[[ The data open ]]

Issue #717, opened 2022-05-26
Adjust all references from wiki to FG page


aaronyan:
We recently finished migrating the wiki to the FG (pbmo2S-1lm-p2)! Let's now adjust [all the references in Abacus](https://github.com/Automattic/abacus/search?q=wiki) from the wiki to the new FG pages.

PR #729, opened 2022-06-08
Replace wiki links with FG links

aaronyan:
Fixes https://github.com/Automattic/abacus/issues/717.

This replaces all the wiki links with FieldGuide links and is the final step in the wiki to FG migration (696-gh-Automattic/experimentation-platform). 

The pages with wiki links were found using this search: https://github.com/Automattic/abacus/search?q=wiki


jessie-ross (approved):
Thanks for updating these! 🚀

src/components/experiments/wizard/Beginning.tsx
```diff
@@ -34,10 +34,23 @@ const Beginning = (): JSX.Element => {
...
+        </Link>{' '}
+        is a great place to start, it will instruct you on{' '}
+        <Link
+          underline='always'
+          href='https://fieldguide.automattic.com/the-experimentation-platform/document-experiment/'
+          target='_blank'
+        >
+          documenting your experiment
+        </Link>{' '}
+        and creating a P2 post.
```
razvanpapadopol, line 53: Love the added extra bits of guidance! ❤️

src/lib/analyses.test.ts
```diff
@@ -472,12 +471,9 @@ describe('getExperimentHealthIndicators', () => {
...
           },
-          "link": "https://github.com/Automattic/experimentation-platform/wiki/Experiment-Health#experiment-run-time",
+          "link": "https://fieldguide.automattic.com/the-experimentation-platform/experiment-health/#experiment-run-time",
           "name": "Experiment run time",
           "unit": "days",
-          "value": ${expectedExperimentRunTimeDays},
-        },
-      ]
-    `)
+          "value": `)
```
razvanpapadopol: This should fix the failing unit test:
```suggestion
          "value": ${experimentRunTimeDays},
        },
      ]
    `)
```

src/lib/analyses.test.ts
```diff
@@ -450,7 +450,6 @@ describe('getExperimentHealthIndicators', () => {
   it('should work for an experiment that ran too long', () => {
     const experimentRunTimeDays = 50
     const startDatetime = subDays(new Date(), experimentRunTimeDays)
-    const expectedExperimentRunTimeDays = differenceInHours(new Date(), startDatetime) / 24
```
razvanpapadopol, line 453: This was indeed not needed since we're explicitly defining the `experimentRunTimeDays` in the test setup.

razvanpapadopol (approved):
🚀

src/lib/analyses.test.ts
aaronyan: Thanks for the suggestion! I ended up adding this back in https://github.com/Automattic/abacus/pull/729/commits/bc3a8a44ddbc89e5f25f409ee55a5f00118631da.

[[ The data closed ]]

Every one of the entries must be printed exactly.

Issue #717, opened 2022-05-26
Adjust all references from wiki to FG page


aaronyan:
We recently finished migrating the wiki to the FG (pbmo2S-1lm-p2)! Let's now adjust [all the references in Abacus](https://github.com/Automattic/abacus/search?q=wiki) from the wiki to the new FG pages.

PR #729, opened 2022-06-08
Replace wiki links with FG links

aaronyan:
Fixes https://github.com/Automattic/abacus/issues/717.

This replaces all the wiki links with FieldGuide links and is the final step in the wiki to FG migration (696-gh-Automattic/experimentation-platform). 

The pages with wiki links were found using this search: https://github.com/Automattic/abacus/search?q=wiki


jessie-ross (approved):
Thanks for updating these! 🚀

src/components/experiments/wizard/Beginning.tsx
```diff
@@ -34,10 +34,23 @@ const Beginning = (): JSX.Element => {
...
+        </Link>{' '}
+        is a great place to start, it will instruct you on{' '}
+        <Link
+          underline='always'
+          href='https://fieldguide.automattic.com/the-experimentation-platform/document-experiment/'
+          target='_blank'
+        >
+          documenting your experiment
+        </Link>{' '}
+        and creating a P2 post.
```
razvanpapadopol, line 53: Love the added extra bits of guidance! ❤️

src/lib/analyses.test.ts
```diff
@@ -472,12 +471,9 @@ describe('getExperimentHealthIndicators', () => {
...
           },
-          "link": "https://github.com/Automattic/experimentation-platform/wiki/Experiment-Health#experiment-run-time",
+          "link": "https://fieldguide.automattic.com/the-experimentation-platform/experiment-health/#experiment-run-time",
           "name": "Experiment run time",
           "unit": "days",
-          "value": ${expectedExperimentRunTimeDays},
-        },
-      ]
-    `)
+          "value": `)
```
razvanpapadopol: This should fix the failing unit test:
```suggestion
          "value": ${experimentRunTimeDays},
        },
      ]
    `)
```

src/lib/analyses.test.ts
```diff
@@ -450,7 +450,6 @@ describe('getExperimentHealthIndicators', () => {
   it('should work for an experiment that ran too long', () => {
     const experimentRunTimeDays = 50
     const startDatetime = subDays(new Date(), experimentRunTimeDays)
-    const expectedExperimentRunTimeDays = differenceInHours(new Date(), startDatetime) / 24
```
razvanpapadopol, line 453: This was indeed not needed since we're explicitly defining the `experimentRunTimeDays` in the test setup.

razvanpapadopol (approved):
🚀

src/lib/analyses.test.ts
aaronyan: Thanks for the suggestion! I ended up adding this back in https://github.com/Automattic/abacus/pull/729/commits/bc3a8a44ddbc89e5f25f409ee55a5f00118631da.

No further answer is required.